> **Information supplied**:
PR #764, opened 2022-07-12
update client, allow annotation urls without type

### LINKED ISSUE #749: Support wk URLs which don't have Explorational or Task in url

> **Your instructions**: Could you restate all of the lines above without altering a single word?

> **Result**:
PR #764, opened 2022-07-12
update client, allow annotation urls without type

### LINKED ISSUE #749: Support wk URLs which don't have Explorational or Task in url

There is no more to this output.